If you have a male and a female, they might mate, creating an unnatural cross that may encourage bad traits to become dominant. Plus it muddies the breeding of pure species forever. 

They probably will fight. Even 30 x 30 is only 900 sq ft. That's not big at all from tortoise perspective. My 4 yr old Burmese Star can cover his 600 sq ft in about 3 minutes if he so chooses.

There are many more reasons that other members will mention. But as to your question...
NO! NO! NO! 
NO MIXING...EVER!


----------



## methos75 (Feb 27, 2022)

KarenSoCal said:


> Some people have lots of problems in their enclosures and just don't bother to notice.
> 
> I don't know much about those 2 species, but if they aren't from the same part of the world, their care and habitat are different.
> 
> ...


The two share the same habit and diet in the wild and are commonly found together, which is why some keepers keep the two together


----------



## Blackdog1714 (Feb 28, 2022)

Given how finicky the Burmese are I would not chance upsetting one.
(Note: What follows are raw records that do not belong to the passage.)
PR #833, opened 2018-12-19
more flexible cross-validation

perrydv:
The purpose of this pull request is to trigger testing on a branch with an experimental feature to allow more flexibility in `runCrossValidate`.

There is a new argument to `runCrossValidate` called `lossFunctionIsSimple`, which defaults to `TRUE` to maintain current behavior. If it is set to `FALSE`, then the `lossFunction` argument should be a function that takes as arguments the compiled MCMC, the compiled model, and the `leaveOutNodes`, which is a vector of node names for the held-out data for one CV fold (similar to what is returned from the `foldFunction`).  The `lossFunction` should return a single number that is the cross-validation score for the CV fold.  The MCMC sample can be extracted by `as.matrix(CMCMC$mvSamples)`, where `CMCMC` is the compiled MCMC object.

Help pages have not been updated because the design of this idea may evolve.

### DIFF
--- a/packages/nimble/R/crossValidation.R
+++ b/packages/nimble/R/crossValidation.R
@@ -27,7 +27,8 @@ calcCrossVal <- function(i,
                          nburnin,
                          returnSamples,
                          nBootReps, 
-                         silent){
+                         silent,
+                         lossFunctionIsSimple = TRUE){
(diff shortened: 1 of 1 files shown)


paciorek:
Closing due to staleness.

Issue #835, opened 2018-12-20
Another typo in NimArr.h


danielturek:
Line 1022 of NimArr.h

Should be:
size1 * size2 * size3 * size4 ????

danielturek:
@perrydv

danielturek:
@perrydv @paciorek Raising these for attention again, hopefully before the release.  (2/2)

danielturek:
Fixed by #836

Issue #834, opened 2018-12-20
Typo in NimArr.h


danielturek:
On line 888 of NimArr.h

3 should be a 4 ??

Need @perrydv to look at, confirm, or disagree, and/or fix.

danielturek:
@perrydv @paciorek Raising these for attention again, hopefully before the release.  (1/2)

danielturek:
Fixed by #836

PR #836, opened 2018-12-20
added case for 5-dimensional nimArray to NimArr.h

danielturek:
Opening PR so I can carefully look over the code changes

### DIFF
--- a/packages/nimble/inst/include/nimble/NimArr.h
+++ b/packages/nimble/inst/include/nimble/NimArr.h
@@ -1389,7 +1389,7 @@ class NimArr<5, T> : public NimArrBase<T> {
     NimArrBase<T>::NAlength = size1 * size2 * size3 * size4 * size5;
   }
 
-  NimArr<4, T>(int is1, int is2, int is3, int is4, int is5) : NimArrBase<T>() {
+  NimArr<5, T>(int is1, int is2, int is3, int is4, int is5) : NimArrBase<T>() {
     setSize(is1, is2, is3, is4, is5);
   }
 
--- a/packages/nimble/inst/include/nimble/NimArr.h
+++ b/packages/nimble/inst/include/nimble/NimArr.h
@@ -1047,6 +1047,7 @@ class NimArr<4, T> : public NimArrBase<T> {
     NimArrBase<T>::NAdims[1] = size2 = is2;
     NimArrBase<T>::NAdims[2] = size3 = is3;
     NimArrBase<T>::NAdims[3] = size4 = is4;
+
     NimArrBase<T>::NAstrides[0] = NimArrBase<T>::stride1 = str1;
     NimArrBase<T>::NAstrides[1] = stride2 = str2;
     NimArrBase<T>::NAstrides[2] = stride3 = str3;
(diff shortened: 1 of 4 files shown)


danielturek:
This PR appears to successfully enable the use of 5-dimensional arrays in model code, through addition of the new templated class `NimArr<5, T>` to `NimArr.h`.

It has passed my testing.  But a few comments:
1. I suspect I put the test in the **wrong test file**.  *Please advise which file this new test actually belongs in.*
2. If you feel the test I added is not rigorous, in particular there's some aspect(s) of the 5-d nimArray code that's not exercised at all, then please let me know how the test should be extended.

As for this PR, I will wait for approval and comments from @perrydv before merging it.

danielturek:
Found one error.  Fixed.

danielturek:
@perrydv Testing passed, so I'm leaving this for you to look at.

perrydv:
Hi @danielturek, @paciorek.  Sorry this escaped my attention.

The code looks right on first pass.  I suggest more extensive testing.  This could include:

- Making a map that will be implemented as a lower-dimensional NimArr.  This would arise from e.g. `my5d[2:4, 3:6, 2, 4, 1:3]`.  This needs to copy successfully, assign and be assigned to successfully, and be passed as an argument successfully.  Also the case with `drop = FALSE` should be checked.  Having the first index be one of the scalars is important because in that case the first stride is not 1.
- Making a map that can be eigenized, like `my5d[2, 3, 4, 2:4, 3:5] %*% b[1:3]`.  Cases of assigning from, assigning to, and passing as an argument would also be important. 
- Making some nested indexing cases, such as `my5d[3, 2:4, 3:6, 2:5, 3:7][2:3, 2:4, 1, 1] <- someMatrix[1:2, 1:3]`.  Cases of assigning from, assigning to, and passing as an argument would also be important. 
- Having expressions in indices, such as `my5d[2:4, 3:6, 2, 4, indexVector + 1]`.
- Use in a model.

danielturek:
@perrydv Which test file do the tests for this belong in?

perrydv:
@danielturek test-coreR.R.  See `blockTests` and `indexChainTests`.

danielturek:
@perrydv I've managed to be quite unsuccessful in using the testing system in `test-coreR.R`.  I tried adding one and only one test to the `blockTests`, and cannot get it to work.

Any help, please, understanding if I'm using the testing system wrong, or perhaps the implementation of 5D nimArrays is incorrect?

From the test I added, the final one now appearing in `blockTests`, I get the following error:

```
> blockTestsResults <- test_coreRfeature_batch(blockTests, 'blockTests') ##lapply(blockTests, test_coreRfeature)
compiling... this may take a minute. Use 'showCompilerOutput = TRUE' to see C++ compilation details.
Error : Cannot do math with arrays that have more than 2 dimensions.
 This occurred for: out
 This was part of the call:  out <- map("temp",3,call,list,list)
Error: There is some problem at the Eigen processing step for this code:
 {
    {
        temp <- arg1
        out <- temp[2:4, 3:6, 2, 4, 1:3]
    }
    return(out)
}
```

danielturek:
Note, I'm expecting the testing to fail.....

perrydv:
OK, sorry this slipped by me for a while.

I've pushed:

1. Corrections to both the bugs you found, Issue #834 and #835.  Only for #834 could I actually trigger an error from the bug.
2. Correction to one typo in a `setSize` method for the 5d case in NimArr.h
3. A set of tests is `test-coreR.R`.

A reminder about what works and not for dimensions > 2:

If x is 3-dimensional, then `y <- x` works, but `y <- x[1:2, 1:2, 1:2]` does not work.  That is why your test failed.  `y <- x[2, 1:2, 1:2]` works because the result is <3-dimensional.

Somewhat awkwardly, the following does work:
```r
copy3d <- nimbleFunction(
    run = function(x = double(3)) {
        ans <- x
        return(ans)
        returnType(double(3))
    })
foo <- nimbleFunction(
    run = function(x = double(3)) {
        ans <- copy3d(x[2:5, 2:4, 3:6])
        return(ans)
        returnType(double(3))
    })
```

In other words, `ans <- x` works even when `x` is passed by slicing an object, but `ans <- <slice of x>` does not work directly.  Of course this could be fixed, but that is the current status.

danielturek:
@perrydv Two of the travis test batches appear to have failed, but I'm guessing(?) they're just flukes.  In any case I'm restarting those two batches right now.

danielturek:
@perrydv @paciorek Testing passed.  Changes, including the two bug fixes I found, and the one you found in my code, all look good.  Same goes for the extensive new tests you added.

Merging this in.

Also 30x30 is not so large. I live within in the City of Richmond and have 10'x40' for my leopard so bigger is always better


----------



## wellington (Feb 28, 2022)

No, species should not be mixed as you already seem to know!


----------



## jeff kushner (Feb 28, 2022)

Don't think there's a debate here Thomas, you simply asked a question.....

though in anticipation of the expected response, I hope you wisely donned your helmet before you posted.......lol

All in fun here brother.....


----------



## Tom (Feb 28, 2022)

No. Species should never be mixed and tortoises should never be kept in pairs.

Also elongata tend to be very territorial and aggressive, and usually need to be housed alone. Babies and young juveniles can sometimes be kept together for a while, but no guarantees. MEE and MEP can usually be kept in groups with enough space and sight barriers.


----------



## Thomas tortoise (Feb 28, 2022)

How about yellow foots and red foots together? They come from the same place. Please correct me if I am wrong cause I learned it from Google Lol anyway... They seem the same and they both need the same habitat and closely related needs.


----------



## ZEROPILOT (Feb 28, 2022)

Thomas tortoise said:


> How about yellow foots and red foots together? They come from the same place. Please correct me if I am wrong cause I learned it from Google Lol anyway... They seem the same and they both need the same habitat and closely related needs.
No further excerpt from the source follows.